ThisWeek Community News Thursday October 7, 2010 12:05 PM

Heroin deals are going down daily in quiet Northland neighborhoods.

Residents probably barely notice a thing.

A Mexican drug cartel pushing cheap black tar heroin in the United States has hit upon a method of selling the drug that almost resembles a pizza delivery operation, according to Columbus Division of Police officers who spoke at last week's Northland Community Council meeting.

"Obviously we're up against something that's well funded, highly sophisticated," Officer Wesley R. "Wes" Hettinger told NCC members.

The cops were on hand to alert residents to what's been going on in subdivisions throughout the area that's in close proximity to state Route 161, busy Morse Road and Interstates 71 and 270.

And to ask for assistance.

"Spread the word," said Commander Larry Rod. "Get people involved. We need the community's help."

"These people are coming to your neighborhoods," Hettinger said. "They're doing their deals in your neighborhoods."

The sellers are driving nondescript cars, Toyotas or Hondas that blend in with the thousands of other foreign sedans on the streets and highways of central Ohio. The Hispanic men are neatly dressed and clean-cut, and might lead seemingly unremarkable lives in the very neighborhoods where they ply their illegal trade.

Often illegally in this country, they are paid $400 for a six-day work week by the Xalixco Cartel, which takes its name from a city in the Mexican state of Nayarit, an area that produces opium poppies from which the heroin is derived.

"They don't like to draw attention themselves," Hettinger said. "They do their deals 9 to 5 so it looks like they're going to work."

The buyers are likely from out of the area. Arrests have been made of people from 23 Ohio counties, Hettinger said.

That's because, Officer Tim Lewis said, a balloon of black tar heroin sells for $10 in Columbus. It would cost $50 on the streets of, say, Marysville, he added.

Because the drug is so cheap, according to Lewis, it's starting to make its way into high schools.

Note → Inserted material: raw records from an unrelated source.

PR #3805, opened 2019-06-03
fix retry's with another proxy_authorization

ljm9104:
If one request is failed and the request uses ip proxy, in the fllowing times retry, if this times uses another ip  authorization, the request has already made request.headers.['Proxy-Authorization'] and this time we still use the original Proxy-Authorization, so I think we shouldn't judge the request.headers.get('Proxy-Authorization')  isexist or not, we should overwrite request.headers.['Proxy-Authorization'] every times,  or we should judge every time if it is isexsists and request.headers.['Proxy-Authorization'] is or not  the same with original. At last, I prefer the first  modify method.

`
# the downloadermiddlewares httpproxy
    # ignore if proxy is already set
    if 'proxy' in request.meta:
        if request.meta['proxy'] is None:
            return
        # extract credentials if present
        creds, proxy_url = self._get_proxy(request.meta['proxy'], '')
        request.meta['proxy'] = proxy_url
        if creds and not request.headers.get('Proxy-Authorization'):
            request.headers['Proxy-Authorization'] = b'Basic ' + creds
        return
    elif not self.proxies:
        return
`

### DIFF
--- a/scrapy/downloadermiddlewares/httpproxy.py
+++ b/scrapy/downloadermiddlewares/httpproxy.py
@@ -51,7 +51,7 @@ class HttpProxyMiddleware(object):
             # extract credentials if present
             creds, proxy_url = self._get_proxy(request.meta['proxy'], '')
             request.meta['proxy'] = proxy_url
-            if creds and not request.headers.get('Proxy-Authorization'):
+            if creds:
                 request.headers['Proxy-Authorization'] = b'Basic ' + creds
             return
         elif not self.proxies:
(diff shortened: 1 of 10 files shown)


Gallaecio:
Could you include a test for your change?

ljm9104:
OK, I just add one demo project for test, I  add one proxy middleware in the demo project and some logging for recording the bug log, in order to test the bug, I have set the download_timeout to 0.1s, so it usually can't recieve one response,  just as you can see, in the log file, it retries for 10 times, but every time it uses the same `request.headers[b'Proxy-Authorization'] `.

Gallaecio:
Sorry, that is not what I meant.

I mean for you to extend the automated tests of Scrapy to include one that verifies that your changes work (even though both you and I know they do), so that if someone accidentally breaks your changes in the future, your automated test detects it.

Please, see https://docs.scrapy.org/en/master/contributing.html#tests

Gallaecio:
https://github.com/scrapy/scrapy/pull/5477#issuecomment-1194028505

PR #3806, opened 2019-06-03
Fix a double indexing of the scrapy.statscollectors module in the doc…

Gallaecio:
…umentation

The issue is being reported by the CI system.


kmike:
Thanks @Gallaecio!

PR #3820, opened 2019-06-07
Added pathlib.Path support for FEED_URI - Fix for #3753

somaran:
- [ ] Added Support for pathlib.Path 
- [ ] Added test to cover the usecase

### DIFF
--- a/requirements-py2.txt
+++ b/requirements-py2.txt
@@ -8,3 +8,4 @@ six>=1.5.2
 PyDispatcher>=2.0.5
 parsel>=1.5
 service_identity
+pathlib2
--- a/scrapy/extensions/feedexport.py
+++ b/scrapy/extensions/feedexport.py
@@ -11,6 +11,11 @@ import posixpath
 from tempfile import NamedTemporaryFile
 from datetime import datetime
 import six
+
+if six.PY2:
+    from pathlib2 import Path
+else:
+    from pathlib import Path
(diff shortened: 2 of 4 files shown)


Gallaecio:
Hmm… Was there something wrong with the approach followed at #3753? (just casting the setting value with `str`)

somaran:
well, yes. when you type cast the value, it doesn't resolve back to file uri format. 
`file://` is the expected format for pathlib i believe.

Gallaecio:
I see. I thought local files did not need it, but according to the documentation that’s only when paths are absolute, so indeed a relative `Path` object would fail with the `str`-casting approach.

The suggested approach, however, will make Scrapy stop working if users do not install `pathlib2`. We could add `pathlib2` to `setup.py`, however, I’m not sure whether or not it makes sense to add a Python 2-specific dependency to Scrapy at this point, so close to 2020 (Python 2’s end of life), just for this feature.

@kmike, @dangra Any thoughts?

somaran:
@Gallaecio May be we should let the support be in till Jan 2020 ? @kmike  @dangra Any suggestions ?

kmike:
I think we're going to drop Python 2 support in master after 1.7 release (which is hopefully around the corner), so no need to worry about pathlib2.

wRAR:
If this is still useful it needs a py2 cleanup

wRAR:
This was actually implemented in #4074

PR #3822, opened 2019-06-09
Fixes Python 3.4 support incompatibility with twisted, Fixes #3821

### LINKED ISSUE #3821: Issue with Twisted and Python 3.4

somaran:
Twisted doesn't support Python 3.4 at the moment and the test suite fails because of the imports. 
- Fixes Py34 test suite failure


somaran:
This pull request fixes

PR #3824, opened 2019-06-11
Run Python 3.4 tests with Twisted 19.2.0

### LINKED ISSUE #3821: Issue with Twisted and Python 3.4

Gallaecio:
Twisted 19.2.0 is the last Twisted version with Python 3.4 support.

Fixes #3821


Gallaecio:
#3825 seems to do the job.

PR #3825, opened 2019-06-11
Require Twisted<=19.2.0 for Python 3.4

### LINKED ISSUE #3821: Issue with Twisted and Python 3.4

Gallaecio:
[Twisted 19.2.0 is the final release with Python 3.4 support](https://github.com/twisted/twisted/blob/twisted-19.2.0/NEWS.rst).

These changes are based on the [setuptools documentation](https://setuptools.readthedocs.io/en/latest/setuptools.html#declaring-dependencies) and [PEP 508](https://www.python.org/dev/peps/pep-0508/#environment-markers).

Fixes #3821

### DIFF
--- a/setup.py
+++ b/setup.py
@@ -65,7 +65,8 @@ setup(
     ],
     python_requires='>=2.7, !=3.0.*, !=3.1.*, !=3.2.*, !=3.3.*',
     install_requires=[
-        'Twisted>=13.1.0',
+        'Twisted>=13.1.0;python_version!="3.4"',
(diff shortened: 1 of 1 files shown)


victor-torres:
I'd say to add some test cases for py3.4. Go for it if you have some time. 
Anyway, seems like we should be dropping Python 3.4 support soon.

dangra:
> Anyway, seems like we should be dropping Python 3.4 support soon.

Let's drop Python 3.4 in next release.

PR #4099, opened 2019-10-23
update docs of scrapy.loader.ItemLoader.item

### LINKED ISSUE #3574: ItemLoader adds wrong value instead of an empty array
Please take a look at this code:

Buyers and sellers of black tar heroin make connections in obscure corners of business parking lots, perhaps a McDonald's restaurant or some strip shopping center along East Dublin Granville or Morse roads, Hettinger said.

"They will drive by the buyers, who will then follow behind the dealer's vehicle," according to a handout the officers provided at the NCC session. "The dealer will drive around in the neighborhood until he feels it's safe to stop. The dealer will then pull over as will the buyer and an individual from the buyers' vehicle will enter into the dealer's. Sometimes the deal will be conducted at that location. Typically, the dealer will drive around some more, conducting the transaction and stopping when it's done.

"The buyer will return to his vehicle and they will drive away."

"That's how they like to conduct their deals," Hettinger said.

In response to a question from a council member, the officer said that so far none of the dealers arrested have had weapons, and that's because of the business model the drug cartel has adopted. If stopped or detained, their dealers might have time to swallow the balloons of heroin. Absent a gun or some other weapon, and barring one of the balloons bursting with fatal consequences, the worst the drug sellers face is deportation.

The cops on hand for last week's monthly NCC meeting are part of a crackdown effort that was formed in response to growing number of heroin buyers from out of central Ohio being arrested on the streets of Northland neighborhoods.

"It baffled us how big this problem was," Hettinger said. "We were making three and four arrests a day."

"Heroin is sort of a silent problem; no one sees it," Commander Rod said.

But people do see the result of heroin addiction, he added: car break-ins, home burglaries and other types of crime feed drug habits.

In the handout, the officers offered suggestions on what citizens should do if they think a heroin buy is being made in their neighborhood:

"First and foremost, be vigilant. Get good descriptions of vehicles, occupants and most of all the registration. Contact the Columbus police non-emergency line at 645-4545. Give all the information to the dispatcher. If you have possibly identified a buyer waiting in your neighborhood, call right away and report the suspicious individuals."

"Get those tag numbers," Hettinger said. "Give it to the dispatchers."